Document Structure Analysis Algorithms: A Literature Survey [pdf]

roflc0ptic · on Oct 10, 2016

Funny. I ran across this survey I had to write a document structure analysis step for a document analysis pipeline recently. I thought of this paper in particular when watching https://vimeo.com/9270320 ("What We Actually Know About Software Development"), which I ran across on the recent thread on tech talks.

Not a computer scientist (barely a scientist at all!), so I don't know if I'm being unreasonable or not, but I was a little dismayed at the literature here. Is this quality of publication common? Is it getting better? The lack of experimental methods and reproducibility seems abominable.

matt4077 · on Oct 10, 2016

This specifically is a survey where it's uncommon to carry out your own "experiments". You use the numbers from the original papers and hope there's some overlap in the metrics they use.

Reproducibility is a problem, especially in the sense that source code was traditionally not published along with the paper. There are a few reasons for that, i.e.:

- The publish in "publish or perish" isn't talking about github

- The grad student wrote the code and it's 3000 lines of FORTRAN

- The professor wrote the code and it's 6000 lines of ALGOL60 - The university owns the copyright but there's no process for OSS releases - The authors own the copyright and can't wait to turn this into a commercial spinoff.
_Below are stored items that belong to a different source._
PR #20742, opened 2024-11-27
fix(VSelect): recognize empty string as no value

### LINKED ISSUE #20660: [Bug Report][3.7.3] v-combobox placeholder is not consistent with v-textbox
### Environment
**Vuetify Version:** 3.7.3
**Vue Version:** 3.5.12
**Browsers:** Google Chrome, Microsoft Edge
**OS:** Windows, Linux

### Steps to reproduce
A placeholder bound to an empty but non null model value

### Expected Behavior
The combobx placeholder should show up as the v-text-field placeholder does

### Actual Behavior
The placeholder remains hidden instead and strictly requires a null 

### Reproduction Link
[https://play.vuetifyjs.com/#...](https://play.vuetifyjs.com/#eNqlkM0KgzAQhF9lycUWar0XW+ihT1F70LhqIH8kqwjiuzeJpUivvSy7w/Axs8+FeceLu7XnaUR2YSWhsrImvFUaoJzy2tq0poMbTbXQ6D5SEglnyjuBsoUpV6ZFea2Y8n3FIJA4Dka26IL20IQOaEBQ6H3dY3AUX9KOyI1qTGPmP3hl8Zs2KluZstiVDKfnTlgCjzRuXYWyxhEs4LCDFTpnFGThP1m0AwSuJwiJ4Bodhyw7RuiGCQC2nvQoZRqvN49udbg=)

J-Sek:
## Description

Selection controls should correctly reflect empty state. And most of the times empty string is perceived by end users as "no value". There is an edge case if `""` is among options' values - it results in selection in VSelection and VAutocomplete, while VCombobox will not recognize it as selection because it does not care about item value (thus has hardcoded `['']` and won't consume `emptyValues` from `useItems`)

fixes #20660

## Markup:

```vue
<template>
  <v-app theme="dark">
    <v-container>
      <v-row>
        <v-col>
          <h4>Typical options</h4>
          <v-divider class="my-3" />
          <h5>VTextField</h5>
          <v-text-field v-model="msg1" :items="options1" clearable placeholder="Enter the message" />
          <h5>VSelect</h5>
          <v-select v-model="msg1" :items="options1" clearable placeholder="Select from the options" />
          <h5>VCombobox</h5>
          <v-combobox v-model="msg1" :items="options1" clearable placeholder="Select or type custom value" />
          <h5>VAutocomplete</h5>
          <v-autocomplete v-model="msg1" :items="options1" clearable placeholder="Type to find an item" />

          <pre>{{ JSON.stringify({ msg1 }) }}</pre>
        </v-col>
        <v-col>
          <h4>Options with empty string value</h4>
          <v-divider class="my-3" />
          <h5>VTextField</h5>
          <v-text-field v-model="msg2" :items="options2" clearable placeholder="Enter the message" />
          <h5>VSelect</h5>
          <v-select v-model="msg2" :items="options2" clearable placeholder="Select from the options" />
          <h5>VCombobox</h5>
          <v-combobox v-model="msg2" :items="options2" clearable placeholder="Select or type custom value" />
          <h5>VAutocomplete</h5>
          <v-autocomplete v-model="msg2" :items="options2" clearable placeholder="Type to find an item" />

          <pre>{{ JSON.stringify({ msg2 }) }}</pre>
        </v-col>
      </v-row>
    </v-container>
  </v-app>
</template>

<script setup>
import { ref } from 'vue'
const msg1 = ref('')
const msg2 = ref('')

const options1 = ref([
  { title: 'Alabama', value: 'AL' },
  { title: 'Alaska', value: 'AK' },
  { title: 'American Samoa', value: 'AS' },
  { title: 'Arizona', value: 'AZ' },
  { title: 'Arkansas', value: 'AR' },
])
const options2 = [
  { title: "(I don't want to disclose)", value: '' },
  { title: 'California', value: 'CA' },
  { title: 'Colorado', value: 'CO' },
  { title: 'Connecticut', value: 'CT' },
  { title: 'Delaware', value: 'DE' },
]

setTimeout(() => {
  options1.value.push({ title: 'Empty', value: '' })
}, 2000)
</script>
```

### DIFF
--- a/packages/vuetify/src/components/VAutocomplete/VAutocomplete.tsx
+++ b/packages/vuetify/src/components/VAutocomplete/VAutocomplete.tsx
@@ -126,14 +126,14 @@ export const VAutocomplete = genericComponent<new <
     const vMenuRef = ref<VMenu>()
     const vVirtualScrollRef = ref<VVirtualScroll>()
     const selectionIndex = shallowRef(-1)
-    const { items, transformIn, transformOut } = useItems(props)
+    const { items, transformIn, transformOut, emptyValues } = useItems(props)
     const { textColorClasses, textColorStyles } = useTextColor(() => vTextFieldRef.value?.color)
     const search = useProxiedModel(props, 'search', '')
     const model = useProxiedModel(
       props,
       'modelValue',
       [],
-      v => transformIn(v === null ? [null] : wrapInArray(v)),
+      v => transformIn(v === null ? [null] : wrapInArray(v, emptyValues.value)),
       v => {
         const transformed = transformOut(v)
         return props.multiple ? transformed : (transformed[0] ?? null)
--- a/packages/vuetify/src/components/VCombobox/VCombobox.tsx
+++ b/packages/vuetify/src/components/VCombobox/VCombobox.tsx
@@ -139,7 +139,7 @@ export const VCombobox = genericComponent<new <
       props,
       'modelValue',
       [],
-      v => transformIn(wrapInArray(v)),
+      v => transformIn(wrapInArray(v, [''])),
       v => {
         const transformed = transformOut(v)
         return props.multiple ? transformed : (transformed[0] ?? null)
--- a/packages/vuetify/src/components/VSelect/VSelect.tsx
+++ b/packages/vuetify/src/components/VSelect/VSelect.tsx
@@ -143,12 +143,12 @@ export const VSelect = genericComponent<new <
     const vTextFieldRef = ref<VTextField>()
     const vMenuRef = ref<VMenu>()
     const vVirtualScrollRef = ref<VVirtualScroll>()
-    const { items, transformIn, transformOut } = useItems(props)
+    const { items, transformIn, transformOut, emptyValues } = useItems(props)
     const model = useProxiedModel(
       props,
       'modelValue',
       [],
-      v => transformIn(v === null ? [null] : wrapInArray(v)),
+      v => transformIn(v === null ? [null] : wrapInArray(v, emptyValues.value)),
       v => {
         const transformed = transformOut(v)
         return props.multiple ? transformed : (transformed[0] ?? null)
--- a/packages/vuetify/src/composables/list-items.ts
+++ b/packages/vuetify/src/composables/list-items.ts
@@ -122,7 +122,8 @@ export function transformItems (
 
 export function useItems (props: ItemProps) {
   const items = computed(() => transformItems(props, props.items))
-  const hasNullItem = computed(() => items.value.some(item => item.value === null))
+  const allValues = computed(() => items.value.map(item => item.value))
+  const hasNullItem = computed(() => allValues.value.includes(null))
 
   const itemsMap = shallowRef<Map<Primitive, ListItem[]>>(new Map())
   const keylessItems = shallowRef<ListItem[]>([])
@@ -204,5 +205,7 @@ export function useItems (props: ItemProps) {
       : value.map(({ value }) => value)
   }
 
-  return { items, transformIn, transformOut }
+  const emptyValues = computed(() => ['', null, undefined].filter(v => !allValues.value.includes(v)))
+
+  return { items, transformIn, transformOut, emptyValues }
 }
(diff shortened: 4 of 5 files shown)


yuwu9145 (commented):
I guess whether empty string is real empty is pretty subjective, different people take it differently, so I guess it's important for us to agree on an opinionated direction in Vuetify and make it clear in docs:

Current implementation can be found in this [demo (empty string is legit and non-empty)](https://play.vuetifyjs.com/#eNqdk11qwzAMx68i8pIN2gXat9IOugPsAm0fnERpDY4dbDkQSu8+2e5nKGzrS2JJf0v6CXlzzJytinXXffQes0W2JGw7JQg/txpg2U9F18VjNCqjSUiN9uxi52F2PQOsNfB1GsCRlXoP0oGAXihZQz9tTY0qWB4ngD1qkA1ICiJt+Kcr5Wus+XBLSAdkCbbuWq+4Kxja82Qqwy0j4aXGapu1br/NYBGvsplSZKBEGcMOFVYEglvgCAcKznnNWtpoP7XGuMKWkqywQwJ7QvwLa0C8ZYyNfvwfdvZ3Wgja13i/vVKcpgava2x4D2rmR+CtcLJGyyZZr4bzDsSBONYqdC5gDkF9x/o4hJfZ5y+wpwrjhQ6etO/L4u4dsOkqKzsCh+TTc5BtZyzBESw2cILGmhZyfkJ5mmsYCQE3B6ugeMvz9wf37OLXRk9bQdWBn8tIMz9rNE+dI7dYZOTgJnEcgSQpXEAu8kmaOp/5v87hNBlrykfN10WzC9AJkwGz0ySUjZ/dD+3ITVo=).

Visually, now it looks to me that makes sense to treat empty string to be real empty, for both v-text-field & all select components.

Need an opinionated agreement here, then implement and put it into docs. @johnleider @KaelWD

johnleider:
I think we should try to normalize this if we can. I agree with @yuwu9145

yuwu9145:
@johnleider by looking at this [demo](https://play.vuetifyjs.com/#eNqdk11qwzAMx68i8pIN2gXat9IOugPsAm0fnERpDY4dbDkQSu8+2e5nKGzrS2JJf0v6CXlzzJytinXXffQes0W2JGw7JQg/txpg2U9F18VjNCqjSUiN9uxi52F2PQOsNfB1GsCRlXoP0oGAXihZQz9tTY0qWB4ngD1qkA1ICiJt+Kcr5Wus+XBLSAdkCbbuWq+4Kxja82Qqwy0j4aXGapu1br/NYBGvsplSZKBEGcMOFVYEglvgCAcKznnNWtpoP7XGuMKWkqywQwJ7QvwLa0C8ZYyNfvwfdvZ3Wgja13i/vVKcpgava2x4D2rmR+CtcLJGyyZZr4bzDsSBONYqdC5gDkF9x/o4hJfZ5y+wpwrjhQ6etO/L4u4dsOkqKzsCh+TTc5BtZyzBESw2cILGmhZyfkJ5mmsYCQE3B6ugeMvz9wf37OLXRk9bQdWBn8tIMz9rNE+dI7dYZOTgJnEcgSQpXEAu8kmaOp/5v87hNBlrykfN10WzC9AJkwGz0ySUjZ/dD+3ITVo=), should empty string be treated as real empty like null & undefined here?

johnleider:
My instinct is saying it should mimic the native select functionality / behavior since that it's direct replacement.

J-Sek:
On the contrary I get the feeling native controls are usually inferior to what frameworks provide and aligning with them means giving up UX improvements. In case of `<select>` it does not provide placeholder and the only workaround is to include an option with empty value (e.g. `<option value="">--choose an option--</option>`) that does not show up when the value is set to `null`. So I am not sure which implementation would mimic the native control as current one is directly opposite – shows placeholder for `null` and does not show it for empty string.

Giulio's argument was pretty strong – user can type something and clear it with backspace, ending up with `null` value and placeholder showing up. This is an inconsistency we should resolve instead of debating native behavior that everyone is trying to escape from.

johnleider:
Not trying to increase the scope of this P.R., but what would you thoughts be on making this configurable? So each input component could define what it considers an empty value?

J-Sek:
I like this idea. It could help `VNumberInput` recognize zero as empty value (#20365).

- It's 30 lines of python, inextricably linked to the internal domain-specific toolset that's 25GB including multiple copies of test data and a lot of external source code with unclear licenses.

- The proof-of-concept is only about 20% of the work of a polished library that's fit to release

It's getting better now with some fields establishing standards for data analysis pipelines, and some large companies with product experience doing a lot of academic work (i. e. facebook/tensorflow). The AI/ML community is probably a shining example considering there are polished, ready-to-use implementations available for almost all publications.
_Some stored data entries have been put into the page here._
PR #20768, opened 2024-12-07
fix(VAutocomplete/VCombobox): consistent open/close transition

J-Sek:
## Description

At the moment only VSelect has nice expand transition. I wish to make it a default for all selection components.

## Markup:

```vue
<template>
  <v-app theme="dark">
    <v-container max-width="600">
      <v-card>
        <v-container fluid>
          <v-select label="v-select" :items="shortList" />
          <v-combobox label="v-combobox" :items="shortList" />
          <v-autocomplete label="v-autocomplete" :items="shortList" />
        </v-container>
      </v-card>
    </v-container>
  </v-app>
</template>

<script setup>
  const shortList = [0, 1, 2, 3, 4, 5, 6]
</script>
```


KaelWD:
- You could just omit the override, that's already the default for VMenu.
- This was here because combobox and autocomplete clear the filter when the menu closes which causes the full list to appear for a moment if there is a transition.

J-Sek:
> * This was here because combobox and autocomplete clear the filter when the menu closes which causes the full list to appear for a moment if there is a transition.

I see.. maybe `useDelay` would help here.

KaelWD:
This has the opposite problem:


https://github.com/user-attachments/assets/bce8457f-3ab4-4ff9-9e49-575f060dc8a5

J-Sek:
> ...the opposite problem:

Arguably it is still a progress, but let me take another look.

J-Sek:
Aligned VAutocomplete with VCombobox. The trick to fix selection was to `emit('update:search', ...)` instead of applying it immediately.

johnleider (dismissed):
Looks good besides broken test.

J-Sek:
> Looks good besides broken test.

Some kind of accident when switching branches. Rebased and tested locally.
Works fine (except for other outstanding issues related to VAutocomplete).

J-Sek:
Need to step away and look again in 2 days with a fresh mind, but it feels ready to merge.

packages/vuetify/src/components/VAutocomplete/VAutocomplete.tsx
```diff
@@ -139,13 +137,36 @@ export const VAutocomplete = genericComponent<new <
         return props.multiple ? transformed : (transformed[0] ?? null)
       }
     )
+    const form = useForm(props)
+
+    const hasChips = computed(() => !!(props.chips || slots.chip))
+    const hasSelectionSlot = computed(() => hasChips.value || !!slots.selection)
```
johnleider: These could probably be "toRef" instead of "computed".

KaelWD:
> This has the opposite problem:

Still does this. VCombobox with chips also doesn't re-open the menu if it has a custom selection not in items.

I've reverted this and ffe05014 for release.

J-Sek:
> _Still does this_

Too much last-minute changes. Thanks for verification 👍🏼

roflc0ptic · on Oct 10, 2016

>> This specifically is a survey where it's uncommon to carry out your own "experiments". You use the numbers from the original papers and hope there's some overlap in the metrics they use.

My comment was unclear. I wasn't criticizing the lit review, I was criticizing the literature it is reviewing. The lit surveyed does a poor job even defining metrics.

The rest is very interesting, and heartening. Thanks for the thoughtful response.

jahewson · on Oct 10, 2016

I've found that it's common for computer science papers to reveal only about 60% of what is necessary to reproduce the result. Crucial steps of the algorithm are omitted. Numerous constants are used with no value ever given. Preprocessing steps are alluded to but never discussed. Datasets are kept private, or worse, charged for.

Anecdotally, I'd say that this seems to have been a worse problem in the 1980s and 90s, judging papers from that era. But it's still an issue today, especially with systems papers.